- **ACTIVITY**: Your answer should consist only of the lines below from the one with "Clipboard modal |" through the one with "async openSaveManager(): Promise<void>", copied exactly.

•••

Issue #16678, opened 2024-06-11
web: Cannot paste from context menu


n0samu:
### Describe the bug

Unfortunately, browsers only allow reading the clipboard contents while handling the [paste event](https://developer.mozilla.org/en-US/docs/Web/API/Element/paste_event), which is only fired after pressing Ctrl-V or pressing Paste in the browser's native context menu. So Ruffle handles the JS paste event, saving the pasted text to the web UI backend's `clipboard_content` variable; [here's how I implemented it in #11059](https://github.com/ruffle-rs/ruffle/pull/11059/files#diff-7e944172be0a590e61b7f2453657708dcc8233b5d19d6d2749a24fcfde682ab9R33). But clicking the Paste button in Ruffle's (non-native) context menu does not fire the JS paste event, so Ruffle's `clipboard_content` variable is not updated, and the text that shows up is the stale/outdated value of `clipboard_content`. This doesn't cause problems if you're pasting text copied previously from Ruffle, because Ruffle also updates the `clipboard_content` variable when you copy to the clipboard. But if you're pasting text from another location/tab/application, you'll notice that it does not work correctly:

https://github.com/ruffle-rs/ruffle/assets/71368227/93f33515-6fd6-41dd-a3ba-fec3ae7eec47

### Expected behavior

Pasting text using the context menu should always work.

### Content Location

I was testing with this SWF: http://i.notdoppler.com/files/golphysics.swf

### Affected platform

Online demo

### Operating system

Windows 10

### Browser

Firefox 126

### Additional information

The problem also occurs in Chromium/Edge. I found a [tutorial on web.dev](https://web.dev/patterns/clipboard/paste-text/) which seems to bring up a special native context menu in Firefox that allows clipboard pasting from a custom button (with an extra, somewhat nonintuitive step). But it doesn't seem to work in Chromium/Edge. On the other hand, pasting in Google Docs works in Chromium/Edge but not Firefox, but I haven't looked into how that is implemented.

Edit: It looks like this implementation works in all browsers, but in Firefox it still spawns the extra context menu you need to click, and in Chromium it requests clipboard access which the user needs to allow.
https://stackoverflow.com/questions/50633601/is-it-possible-to-paste-from-clipboard-onclick-in-javascript

Croworbit:
when it asks for clipboard, does one get to choose what in the clipboard is revealed? or is it all exposed?

kjarosh:
[...]

PR #16692, opened 2024-06-12
web: Implement pasting text using Clipboard API

kjarosh:
Fixes https://github.com/ruffle-rs/ruffle/issues/16678.

Ruffle does not have direct clipboard access on web, so the current paste implementation from the context menu does not work. This patch intercepts the paste context menu callback, and uses the Clipboard API to ask the browser for the clipboard and update it before calling the callback. When the Clipboard API is not available, a modal informing the user about cut, copy, paste shortcuts is displayed.

| Firefox | Chromium |
| ------- | -------- |
| <image src="https://github.com/ruffle-rs/ruffle/assets/1507072/dd3d576f-7ecc-4140-aa8b-ffba7e14ef8a" width="400"/> | <image src="https://github.com/ruffle-rs/ruffle/assets/1507072/7a5aeb40-3dab-4a0c-9d59-8598aff05d4c" width="400"/> |

| Clipboard modal |
| --------------- |
| <image src="https://github.com/ruffle-rs/ruffle/assets/1507072/3991ee24-29e5-4ea1-a7c6-d33a2b1a99b9" width="500"/> |
| A modal is displayed when the Clipboard API is not supported |

### DIFF
--- a/web/packages/core/src/ruffle-player.ts
+++ b/web/packages/core/src/ruffle-player.ts
@@ -70,7 +70,7 @@ interface ContextMenuItem {
      *
      * @param event The mouse event that triggered the click.
      */
-    onClick: (event: MouseEvent) => void;
+    onClick: (event: MouseEvent) => Promise<void>;
 
     /**
      * Whether this item is clickable.
@@ -1380,7 +1380,7 @@ export class RufflePlayer extends HTMLElement {
     /**
      * Opens the save manager.
      */
-    private openSaveManager(): void {
+    private async openSaveManager(): Promise<void> {
         this.saveManager.classList.remove("hidden");
     }
 
@@ -1467,7 +1467,7 @@ export class RufflePlayer extends HTMLElement {
                     // TODO: better checkboxes
                     text:
                         item.caption + (item.checked ? ` (${CHECKMARK})` : ``),
-                    onClick: () =>
+                    onClick: async () =>
                         this.instance?.run_context_menu_callback(index),
                     enabled: item.enabled,
                 });
@@ -1480,19 +1480,19 @@ export class RufflePlayer extends HTMLElement {
             if (this.isFullscreen) {
                 items.push({
                     text: text("context-menu-exit-fullscreen"),
-                    onClick: () => this.setFullscreen(false),
+                    onClick: async () => this.setFullscreen(false),
                 });
             } else {
                 items.push({
                     text: text("context-menu-enter-fullscreen"),
-                    onClick: () => this.setFullscreen(true),
+                    onClick: async () => this.setFullscreen(true),
                 });
             }
         }
 
         items.push({
             text: text("context-menu-volume-controls"),
-            onClick: () => {
+            onClick: async () => {
                 this.openVolumeControls();
             },
         });
@@ -1533,7 +1533,7 @@ export class RufflePlayer extends HTMLElement {
                 flavor: isExtension ? "extension" : "",
                 version: buildInfo.versionName,
             }),
-            onClick() {
+            async onClick() {
                 window.open(RUFFLE_ORIGIN, "_blank");
             },
         });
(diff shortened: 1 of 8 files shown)


torokati44:
As for the first commit, cf.: https://github.com/torokati44/ruffle/commit/df91395469aab494c7f1c6187ac6418e4af2dee9

I'm not saying that you should use this verbatim, but the comments therein might be worth considering.

torokati44:
> A modal is displayed when the Clipboard API is not supported

Does a plain `alert` have too much of "bad, crufty, old web" vibe?

kjarosh:
> Does a plain `alert` have too much of "bad, crufty, old web" vibe?

TBH I created a modal for pure consistency with other UI elements (also, I took inspiration from other sites which show a similar message), but now that you mentioned, it does have a bit of that vibe, yes :smile:

torokati44:
TBH if there's no compelling technical reason against it, I'd still prefer it I think. This "plain black text on white background" thing, just to tell the user a short message, is not the nicest IMHO.

kjarosh:
A version with `alert`:

<image src="https://github.com/ruffle-rs/ruffle/assets/1507072/ad76f130-db31-43a8-8838-082ce10638cc" width="500"/>

Just let me know which one to include, I'll update this PR accordingly.

The downside of using `alert` is that it's fairly intrusive and freezes temporarily the whole page where Ruffle is embedded. It also does not support setting a custom title and HTML inside.

Dinnerbone:
I'm fairly against alert for something so verbose, personally

n0samu (approved):
Looks great, thanks! I definitely prefer a modal over an alert as well. One small thing though, we might want to show the modal if the user denies the clipboard permission so they know there's an alternative way to paste without giving the site that extra permission they might not be comfortable with.

kjarosh:
Added a second version of the clipboard modal which is shown when user denies access to the clipboard:
<image width=500 src="https://github.com/ruffle-rs/ruffle/assets/1507072/5713cbd6-454e-4605-9702-26eeee50158e"/>

IMO This modal is non-intrusive, as clicking anywhere closes it, so it's not gonna annoy the user, even if they deny access intentionally or miss-click, but may give useful information for some.

torokati44:
FWIW I have accepted the overruling of my preference toward `alert`.

web/packages/core/src/ruffle-player.ts
```diff
@@ -1663,7 +1668,23 @@ export class RufflePlayer extends HTMLElement {
...
                     menuItem.addEventListener(
                         this.contextMenuSupported ? "click" : "pointerup",
-                        onClick,
+                        (event: MouseEvent) => {
+                            // Prevent the menu from being destroyed.
+                            // It's required when we're dealing with async callbacks,
+                            // as the async callback may still use the menu in the future.
+                            event.stopPropagation();
+
+                            const result = onClick(event);
```
evilpie, line 1682: I would `await onClick` here and make the function async of course.

evilpie:
We could also add some text to the context menu when e.g. pasting fails, but that only gives us a limited amount of space.

As a follow up: It would be nice if all our modals would use `color-scheme: light dark;` so that dark mode users aren't flash banged.

web/packages/core/src/shadow-template.ts
```diff
@@ -815,6 +815,35 @@ hardwareModalLink.target = "_blank";
...
+const clipboardModalClose = createElement("span", undefined, "close-modal");
+clipboardModalClose.textContent = "\u00D7";
+const clipboardModalHeading = createElement("h2", undefined);
+clipboardModalHeading.textContent = text("clipboard-message-title");
+const clipboardModalTextDescription = createElement(
+    "p",
+    "clipboard-modal-description",
+);
+const shortcutModifier =
+    navigator.userAgent.indexOf("Mac OS X") === -1 ? "Ctrl" : "Command";
```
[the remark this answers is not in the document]
kjarosh: fixed

evilpie (approved):

web/packages/core/src/ruffle-player.ts
kjarosh: Fixed. I tried to avoid changing every `onClick` callback to be asynchronous :sweat_smile:

adrian17 (approved):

•••

- **RESPONSE TO THE TASK**:
| Clipboard modal |
| --------------- |
| <image src="https://github.com/ruffle-rs/ruffle/assets/1507072/3991ee24-29e5-4ea1-a7c6-d33a2b1a99b9" width="500"/> |
| A modal is displayed when the Clipboard API is not supported |

### DIFF
--- a/web/packages/core/src/ruffle-player.ts
+++ b/web/packages/core/src/ruffle-player.ts
@@ -70,7 +70,7 @@ interface ContextMenuItem {
      *
      * @param event The mouse event that triggered the click.
      */
-    onClick: (event: MouseEvent) => void;
+    onClick: (event: MouseEvent) => Promise<void>;
 
     /**
      * Whether this item is clickable.
@@ -1380,7 +1380,7 @@ export class RufflePlayer extends HTMLElement {
     /**
      * Opens the save manager.
      */
-    private openSaveManager(): void {
+    private async openSaveManager(): Promise<void> {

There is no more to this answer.